In the present study, the ehthanolic fractions of GE were devoid of qualitative content, therefore, this finding warrants further study in order to establish which constituents contribute to the antidepressant- like effects of GE extract. Additional animal studies (such as Learned helplessness paradigm) are also necessary to demonstrate the rapid and sustained antidepressant-like effects of GE extract. To clarify the effect of GE on glutamatergic systems, further well-designed study is needed. Further characterization of these action of constituents of GE and the signaling pathway that activate AMPA receptor will provide novel therapeutic agents for antidepressant drug development.
This study was performed to investigate the antidepressant- like effects of 40% ethanolic extract of GE, in behavioral despair models examined using FST and TST. In addition, behavioral experiments were undertaken to determine whether the antidepressant- like properties of GE involve AMPA receptor throughput. The results of this study were as follows.

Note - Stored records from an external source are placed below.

PR #21, opened 2021-02-24
remove python 2.7 from make/osx scripts

cconlon:
This PR removes Python 2.7 from the make/osx scripts.  Python 2.7 reached End of Life on January 1, 2020.  pip 21.0 dropped support for Python 2.7 in January 2021.

### DIFF
--- a/make/osx/build_wheels.sh
+++ b/make/osx/build_wheels.sh
@@ -1,7 +1,7 @@
 set -e
 set +x
 
-for VER in 2.7 3.7 3.8; do
+for VER in 3.7 3.8; do
     PIP="pip${VER}"
     PYTHON="python${VER}"
     VENV="venv_${VER}"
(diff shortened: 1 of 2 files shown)


haydenroche5:
`Traceback (most recent call last):
  File "<stdin>", line 24226, in <module>
  File "<stdin>", line 199, in main
  File "<stdin>", line 82, in bootstrap
  File "/var/folders/nz/vv4_9tw56nv9k3tkvyszvwg80000gn/T/tmpMIX_9g/pip.zip/pip/_internal/cli/main.py", line 60
    sys.stderr.write(f"ERROR: {exc}")
                                   ^
SyntaxError: invalid syntax`
This was the error on my PR, which does indeed look a lot like an issue of Python 2 vs. 3. F-strings weren't added until Python 3.6: https://www.python.org/dev/peps/pep-0498/. Hopefully this fixes the issue! Thanks Chris.

PR #24, opened 2021-09-16
Make wolfcrypt-py work with FIPS ready and other improvements.

haydenroche5:
- Detect ECC timing resistance and call wc_ecc_set_rng where appropriate.
- Detect FIPS version and use that information to figure out how to map hash
enum values (see _TYPE_SHA and friends).
- Don't call wc_HmacSetKey in the _Hmac constructor if the key passed to _init
is length 0. This can happen, for example, when the _Hmac object is being
copied. The copy operation copies over the raw memory from the underlying C
object, so it's not important that we call wc_HmacSetKey in this case.
- Removed a unit test that expected importing an ECC public key from a private
key to fail. This does fail in the default wolfSSL version for wolfcrypt-py,
v4.1.0-stable, but we added the feature to be able to import public from
private with wolfSSL PR #2916. As a result, this test fails with v4.8.1-stable.
We should upgrade wolfcrypt-py's default wolfSSL version (and the wolfcrypt-py
version itself) in the near future.
- The array slicing in test_key_encoding was wrong in many places. This likely
stemmed from the author thinking slices were inclusive, but that's only true
for the first element of the slice (e.g. [0:31] is elements 0-30 inclusive, not
elements 0-31 inclusive). This was uncovered by testing with FIPS ready, which
adds -DWOLFSSL_VALIDATE_ECC_IMPORT, causing us to check ECC keys with
wc_ecc_check_key. wc_ecc_check_key kept saying, "hey, that point's not on the
curve." The array slicing problem was the culprit.
- Fixed tests that were doing HMAC with a key less than HMAC_FIPS_MIN_KEY.

### DIFF
--- a/src/wolfcrypt/_build_ffi.py
+++ b/src/wolfcrypt/_build_ffi.py
@@ -20,6 +20,7 @@
 
 import os
 import sys
+import re
 from distutils.util import get_platform
 from cffi import FFI
 from wolfcrypt import __wolfssl_version__ as version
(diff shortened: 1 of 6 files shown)


danielinux (approved):

danielinux:
Thanks @haydenroche5 !

PR #26, opened 2021-12-16
Add a pem_to_der function and support for PEM RSA keys.

haydenroche5:


src/wolfcrypt/asn.py
```diff
@@ -0,0 +1,41 @@
...
+
+# pylint: disable=no-member,no-name-in-module
+
+from wolfcrypt._ffi import ffi as _ffi
+from wolfcrypt._ffi import lib as _lib
+
+from wolfcrypt.exceptions import WolfCryptError
+
+if _lib.ASN_ENABLED:
+    def pem_to_der(file, pem_type):
```
danielinux, line 29: I'm not sure why it should get a file as argument, and not a buffer. It's a bit confusing to me since wc_PemToDer works on buffers.

Would it perhaps make more sense that the caller invokes `open`/`read` on the file, retrieves the pem buffer, then calls `pem_to_der()` on it?

danielinux (changes requested):
totally in favor of adding a ASN module with utility functions for conversion.

Two things:
- wolfcrypt.asn.pem_to_der should use a buffer (not a file name) as input
- would be nice to have wolfcrypt.asn.der_to_pem doing the inverse operation

src/wolfcrypt/asn.py
haydenroche5: Good feedback. I agree.

danielinux (approved):

danielinux:
Nice feature addition! Thanks @haydenroche5

PR #34, opened 2022-01-31
Fix sdist and packaging

LinuxJedi:
wolfcrypt was not being packaged in the sdist and the build system did
not work if the source wasn't a git checkout. Both fixed.


danielinux (approved):

danielinux:
this fixes the build everywhere for me. Thanks @LinuxJedi !

PR #36, opened 2022-02-03
Add RSA OAEP and PSS padding

LinuxJedi:
Functions added:
* `encrypt_oaep(self, plaintext, hash_type, mgf, label)`
* `decrypt_oaep(self, ciphertext, hash_type, mgf, label)`
* `sign_pss(self, plaintext, hash_type, mgf)`
* `verify_pss(self, plaintext, signature, hash_type, mgf)`

Constants added:
* MGF1SHA224
* MGF1SHA256
* MGF1SHA384
* MGF1SHA512
* HASH_TYPE_NONE
* HASH_TYPE_MD2
* HASH_TYPE_MD4
* HASH_TYPE_MD5
* HASH_TYPE_SHA
* HASH_TYPE_SHA224
* HASH_TYPE_SHA256
* HASH_TYPE_SHA384
* HASH_TYPE_SHA512
* HASH_TYPE_MD5_SHA
* HASH_TYPE_SHA3_224
* HASH_TYPE_SHA3_256
* HASH_TYPE_SHA3_384
* HASH_TYPE_SHA3_512
* HASH_TYPE_BLAKE2B
* HASH_TYPE_BLAKE2S


wolfcrypt/_build_ffi.py
```diff
@@ -381,12 +381,22 @@ def generate_libwolfssl():
                             RsaKey* key);
     int wc_RsaPublicEncrypt(const byte*, word32, byte*, word32,
                             RsaKey*, WC_RNG*);
-
+    int wc_RsaPublicEncrypt_ex(const byte* in, word32 inLen, byte* out,
```
haydenroche5, line 384: These new additions have `#ifdef` gates in wolfSSL. This is no problem in the case where wolfcrypt-py builds wolfSSL itself (i.e. using _build_wolfssl.py), but it could be problematic when doing feature detection (i.e. using `USE_LOCAL_WOLFSSL`). For example, the PSS stuff is gated on `#ifdef WC_RSA_PSS`. I think we should add some logic to the feature detection stuff in this file to account for that. The *_ex functions also have gates that need to be accounted for.

wolfcrypt/ciphers.py
```diff
@@ -82,6 +82,39 @@
 ECC_BRAINPOOLP384R1 = 26
 ECC_BRAINPOOLP512R1 = 27
 
+RSA_PKCSV15_PAD = 0
```
haydenroche5, line 85: If I recall correctly, macro constants can be pulled from the underlying library directly. This definitely works for enums (see `static const long PRIVATEKEY_TYPE;` in _build_ffi.py for an example). If that works, we should do that, IMO, instead of repeating ourselves with the same constant definitions here.

haydenroche5 (changes requested):
Looks good overall! Just a few comments.

wolfcrypt/_build_ffi.py
LinuxJedi: Good point (although the current gating is a bit broken). I'll add it.

wolfcrypt/ciphers.py
LinuxJedi: Ah! That wasn't done elsewhere so figured I'd follow the pattern. I'll fix it.

wolfcrypt/_build_ffi.py
```diff
@@ -381,11 +385,53 @@ def generate_libwolfssl():
...
+        static const int WC_RSA_NO_PAD;
+
+        static const int WC_MGF1NONE;
+        static const int WC_MGF1SHA1;
+        static const int WC_MGF1SHA224;
+        static const int WC_MGF1SHA256;
+        static const int WC_MGF1SHA384;
+        static const int WC_MGF1SHA512;
+
+        static const int WC_HASH_TYPE_NONE;
```
haydenroche5, line 409: Do all of the constants here need to be gated on `RSA_PSS_ENABLED`? I think many of these can be added unconditionally.

tests/test_ciphers.py
```diff
@@ -415,6 +432,22 @@ def test_rsa_sign_verify(rsa_private, rsa_public):
         assert 1024 / 8 == len(signature) == rsa_private.output_size
         assert plaintext == rsa_private.verify(signature)
 
+    def test_rsa_pss_sign_verify(rsa_private, rsa_public):
```
haydenroche5, line 435: Should we gate these PSS tests on `_lib.RSA_PSS_ENABLED`?

haydenroche5 (changes requested):

wolfcrypt/_build_ffi.py
LinuxJedi: Technically they all could. I'll move them out.

wolfcrypt/ciphers.py
```diff
@@ -82,6 +82,31 @@
 ECC_BRAINPOOLP384R1 = 26
 ECC_BRAINPOOLP512R1 = 27
 
+MGF1NONE = _lib.WC_MGF1NONE
```
haydenroche5, line 85: These assignments will fail if not `RSA_ENABLED`, as it stands now.

haydenroche5 (changes requested):

haydenroche5 (approved):

PR #40, opened 2022-02-25
Simplify OAEP and PSS

LinuxJedi:
Makes things a little bit more like similar APIs.

* Hash type is now set in constructor.
* MGF is set automtically or manually with `set_mgf()`
* Label defaults to empty


LinuxJedi:
Draft PR until #39 is merged

danielinux (approved):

1. An oral administration (1 h before the test) of GE extract 1,600 mg/kg significantly reduced the immobility times in the FST (p=.040).
2. An oral administration (1 h before the test) of GE extract 400 mg/kg or 1,600 mg/kg significantly reduced the immobility times in the TST (p=.048; p=.017).
3. NBQX pretreatment (10 mg/kg, 40 min before the test, i.p.) significantly attenuated the reduction in immobility time induced by GE extract (1,600 mg/kg, 1 h before the test, p.o.) in the FST and TST. Post hoc analysis revealed a significant effect of GE extract alone compared to the each of the other 2 groups (both, p＜.05), and no other significant differences.
In conclusion, ethanolic extract of GE might exert antidepressant-like effects in relation to AMPA receptor.